→ **Data shown**:
────────────────────────────────────────

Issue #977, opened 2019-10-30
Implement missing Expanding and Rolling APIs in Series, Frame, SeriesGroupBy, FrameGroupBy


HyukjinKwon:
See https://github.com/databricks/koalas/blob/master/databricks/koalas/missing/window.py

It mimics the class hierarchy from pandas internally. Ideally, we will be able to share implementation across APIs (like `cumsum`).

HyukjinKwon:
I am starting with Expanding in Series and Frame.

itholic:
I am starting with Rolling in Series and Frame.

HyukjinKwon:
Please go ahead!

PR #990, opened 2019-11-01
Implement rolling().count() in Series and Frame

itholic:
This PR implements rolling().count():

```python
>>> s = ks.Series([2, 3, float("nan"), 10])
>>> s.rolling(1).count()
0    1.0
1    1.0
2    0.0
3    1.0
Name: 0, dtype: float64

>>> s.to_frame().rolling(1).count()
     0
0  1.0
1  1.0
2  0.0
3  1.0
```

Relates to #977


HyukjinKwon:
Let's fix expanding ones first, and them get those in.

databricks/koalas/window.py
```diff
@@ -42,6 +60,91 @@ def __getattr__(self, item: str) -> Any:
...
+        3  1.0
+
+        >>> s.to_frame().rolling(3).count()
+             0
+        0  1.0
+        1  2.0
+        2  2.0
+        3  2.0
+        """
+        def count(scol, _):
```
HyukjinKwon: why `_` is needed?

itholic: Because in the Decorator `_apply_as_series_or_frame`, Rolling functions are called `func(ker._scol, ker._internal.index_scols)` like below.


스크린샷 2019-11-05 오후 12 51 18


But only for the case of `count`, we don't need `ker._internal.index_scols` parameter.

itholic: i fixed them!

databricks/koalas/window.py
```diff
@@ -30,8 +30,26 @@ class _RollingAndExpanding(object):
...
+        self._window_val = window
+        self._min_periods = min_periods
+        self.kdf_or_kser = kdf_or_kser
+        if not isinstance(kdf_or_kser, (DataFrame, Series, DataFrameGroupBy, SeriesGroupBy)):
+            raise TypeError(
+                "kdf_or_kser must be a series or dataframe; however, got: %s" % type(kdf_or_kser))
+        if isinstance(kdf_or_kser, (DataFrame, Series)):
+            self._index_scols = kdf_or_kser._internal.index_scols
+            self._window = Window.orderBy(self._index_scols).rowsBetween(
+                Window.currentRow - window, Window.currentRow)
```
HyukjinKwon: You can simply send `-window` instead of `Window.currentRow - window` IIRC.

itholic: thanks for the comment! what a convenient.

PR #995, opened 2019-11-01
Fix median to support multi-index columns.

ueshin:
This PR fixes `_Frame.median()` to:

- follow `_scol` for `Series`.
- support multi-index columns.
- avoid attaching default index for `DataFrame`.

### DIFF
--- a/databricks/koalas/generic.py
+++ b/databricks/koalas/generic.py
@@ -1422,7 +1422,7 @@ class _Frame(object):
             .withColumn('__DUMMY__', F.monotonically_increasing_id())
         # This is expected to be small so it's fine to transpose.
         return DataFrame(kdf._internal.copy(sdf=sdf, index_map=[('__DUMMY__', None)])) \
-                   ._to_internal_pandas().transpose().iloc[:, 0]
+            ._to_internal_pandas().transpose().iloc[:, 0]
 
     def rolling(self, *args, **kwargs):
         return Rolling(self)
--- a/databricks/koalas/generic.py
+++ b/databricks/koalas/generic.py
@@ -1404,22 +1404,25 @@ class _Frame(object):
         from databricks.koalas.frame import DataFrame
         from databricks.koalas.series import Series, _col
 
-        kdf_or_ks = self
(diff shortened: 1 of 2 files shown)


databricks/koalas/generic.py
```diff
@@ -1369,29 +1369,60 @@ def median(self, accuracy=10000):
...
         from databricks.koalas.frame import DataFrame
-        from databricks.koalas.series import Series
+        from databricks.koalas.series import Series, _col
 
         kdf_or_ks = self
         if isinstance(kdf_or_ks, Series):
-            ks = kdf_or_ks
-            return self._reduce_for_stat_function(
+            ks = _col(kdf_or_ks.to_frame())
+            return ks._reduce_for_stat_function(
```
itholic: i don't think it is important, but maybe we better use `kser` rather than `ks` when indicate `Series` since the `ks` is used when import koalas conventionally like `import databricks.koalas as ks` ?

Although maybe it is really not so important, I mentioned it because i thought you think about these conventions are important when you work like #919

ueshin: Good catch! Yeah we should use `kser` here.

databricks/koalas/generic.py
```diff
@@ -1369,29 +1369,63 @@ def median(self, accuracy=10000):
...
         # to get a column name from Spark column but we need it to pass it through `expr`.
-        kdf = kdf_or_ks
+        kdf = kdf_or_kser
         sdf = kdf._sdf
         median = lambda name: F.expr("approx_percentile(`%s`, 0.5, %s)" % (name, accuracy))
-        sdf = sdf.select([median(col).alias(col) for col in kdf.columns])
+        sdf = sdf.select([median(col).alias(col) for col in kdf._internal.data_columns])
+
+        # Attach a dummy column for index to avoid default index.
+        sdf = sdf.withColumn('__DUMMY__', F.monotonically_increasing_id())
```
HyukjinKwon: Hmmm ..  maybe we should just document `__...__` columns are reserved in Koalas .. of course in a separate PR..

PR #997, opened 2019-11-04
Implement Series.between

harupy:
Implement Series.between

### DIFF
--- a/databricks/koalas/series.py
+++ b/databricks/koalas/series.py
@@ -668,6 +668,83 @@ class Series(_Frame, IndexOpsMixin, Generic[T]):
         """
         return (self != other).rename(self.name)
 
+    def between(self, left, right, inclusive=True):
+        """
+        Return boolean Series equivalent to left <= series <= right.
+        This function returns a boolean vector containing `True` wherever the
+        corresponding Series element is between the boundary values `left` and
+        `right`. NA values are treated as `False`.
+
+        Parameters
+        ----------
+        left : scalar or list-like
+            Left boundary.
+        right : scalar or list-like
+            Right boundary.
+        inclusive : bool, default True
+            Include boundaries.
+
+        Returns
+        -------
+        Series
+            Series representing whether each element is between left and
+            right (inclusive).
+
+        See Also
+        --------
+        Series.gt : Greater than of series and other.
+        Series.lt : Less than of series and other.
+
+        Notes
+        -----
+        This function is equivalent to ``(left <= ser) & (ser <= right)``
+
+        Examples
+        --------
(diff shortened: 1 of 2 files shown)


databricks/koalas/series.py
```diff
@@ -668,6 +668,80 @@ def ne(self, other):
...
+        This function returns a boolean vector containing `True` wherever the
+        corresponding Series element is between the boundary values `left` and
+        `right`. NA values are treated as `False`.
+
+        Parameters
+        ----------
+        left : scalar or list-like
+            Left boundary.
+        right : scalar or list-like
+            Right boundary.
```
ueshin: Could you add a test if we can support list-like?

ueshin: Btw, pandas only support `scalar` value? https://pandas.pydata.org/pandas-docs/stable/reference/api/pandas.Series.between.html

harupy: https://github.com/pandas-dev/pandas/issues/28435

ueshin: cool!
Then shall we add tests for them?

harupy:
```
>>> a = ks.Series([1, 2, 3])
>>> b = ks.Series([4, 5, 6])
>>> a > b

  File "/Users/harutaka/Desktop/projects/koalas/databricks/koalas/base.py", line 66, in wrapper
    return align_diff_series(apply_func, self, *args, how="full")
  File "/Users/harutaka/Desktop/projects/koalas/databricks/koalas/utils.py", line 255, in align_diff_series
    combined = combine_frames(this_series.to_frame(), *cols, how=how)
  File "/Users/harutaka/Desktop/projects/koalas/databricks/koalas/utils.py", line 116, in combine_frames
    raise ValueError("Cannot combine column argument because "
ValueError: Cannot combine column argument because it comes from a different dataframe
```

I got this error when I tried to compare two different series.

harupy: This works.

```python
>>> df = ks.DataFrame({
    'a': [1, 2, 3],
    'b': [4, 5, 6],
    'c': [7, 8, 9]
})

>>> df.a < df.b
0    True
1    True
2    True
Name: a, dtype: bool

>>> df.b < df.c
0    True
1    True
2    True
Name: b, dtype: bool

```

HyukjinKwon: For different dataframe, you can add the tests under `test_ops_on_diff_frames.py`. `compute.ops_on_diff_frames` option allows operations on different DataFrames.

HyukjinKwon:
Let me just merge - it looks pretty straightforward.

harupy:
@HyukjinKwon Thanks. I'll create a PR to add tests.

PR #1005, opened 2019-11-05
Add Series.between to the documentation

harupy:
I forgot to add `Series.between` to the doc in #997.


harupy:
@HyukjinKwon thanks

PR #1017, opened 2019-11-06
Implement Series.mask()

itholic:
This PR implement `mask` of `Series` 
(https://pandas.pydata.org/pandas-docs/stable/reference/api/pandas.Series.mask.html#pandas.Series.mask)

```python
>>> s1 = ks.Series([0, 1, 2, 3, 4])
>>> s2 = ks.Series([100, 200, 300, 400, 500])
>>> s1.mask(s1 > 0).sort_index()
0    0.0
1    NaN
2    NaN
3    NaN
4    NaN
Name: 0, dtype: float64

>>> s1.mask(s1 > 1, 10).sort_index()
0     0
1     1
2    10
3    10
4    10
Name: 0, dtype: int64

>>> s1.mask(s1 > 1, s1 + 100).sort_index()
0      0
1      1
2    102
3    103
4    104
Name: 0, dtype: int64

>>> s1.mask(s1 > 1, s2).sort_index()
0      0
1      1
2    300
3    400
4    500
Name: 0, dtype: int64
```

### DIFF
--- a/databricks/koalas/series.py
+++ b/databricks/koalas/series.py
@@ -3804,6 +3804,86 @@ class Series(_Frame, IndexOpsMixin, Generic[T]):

────────────────────────────────────────

Could you find every line in the records above that has the string "avoid" and copy it?

→ **Response**:
- avoid attaching default index for `DataFrame`.
+        # Attach a dummy column for index to avoid default index.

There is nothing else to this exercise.